Direct contact is complicated. We have it with older sibling but they remember living with our son. On the other hand our son has no memories of them. It was set up with the older siblings best interests not our sons. Sw facilitated the initial meeting and after that we have arranged it. We have instigated all the meetings since then and are due another contact soon. As of yet we have had no contact from the other adopters and we are going to wait and see what happens. 

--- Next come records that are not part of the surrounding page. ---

Issue #19, opened 2014-04-22
Add -c option for alternative config file


omangin:

73:
Hi,
I have some code on this one but it seems that I can't get my head around the FakeFilesystem for testing. 
The statement:
```python
self.fs['os'].path.exists(self.fs['os'].path.expanduser('~/.pubsrc'))
```
always returns `false`. 
The users home should be initialized https://github.com/pubs/pubs/blob/master/tests/fake_env.py#L116 right? 
But the config file does not seem to reside inside the fake file system.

I don't think they want contact as it is awkward when we meet although it is done for their benefit.  It is a shame but we are not going to force something that could be damaging.


----------



## Brummig (Jan 14, 2011)

That's interesting. Little Red's sw has told us letterbox contact cannot be set up and without signed consent from the recipient or their guardian, and the only alternative she could suggest was we keep a memory box here and put the letters we write in it, in case anyone ever decides they want contact.  We did query the need for consent - we will again.  
I agree we shouldn't need to delay the order while we sort this out, but we've had a lot of problems with her agency and once the order has gone through I don't think we'll see them for dust!  We are still waiting for introductions expenses 3 months on!


----------



## Flash123 (Jan 29, 2006)

OOOOOOOO the joys of the world of ss! We received our expenses after we had put in our application order which was after our second review. He came home in June received them in November - so don't hold your breath lol.


----------



## Daddyboo (Paul) (Dec 24, 2012)

The agency we are dealing with sound l;ike Angels compared to what we could have got!

We got our expenses within a week of placement!  We also much prefer to see LO's SW for visits instead of our own, she even brought an EP to us last week to assist us with LO's violence, that wasn't in the contract we signed, they basically are more than happy to visit.

Ironically it has been our own SW who has mentioned us applying for an AO, not LO's.  We think it's so she can pass us over to the post-adoption team, which would probably suit us too when we have ironed out the difficulties.


----------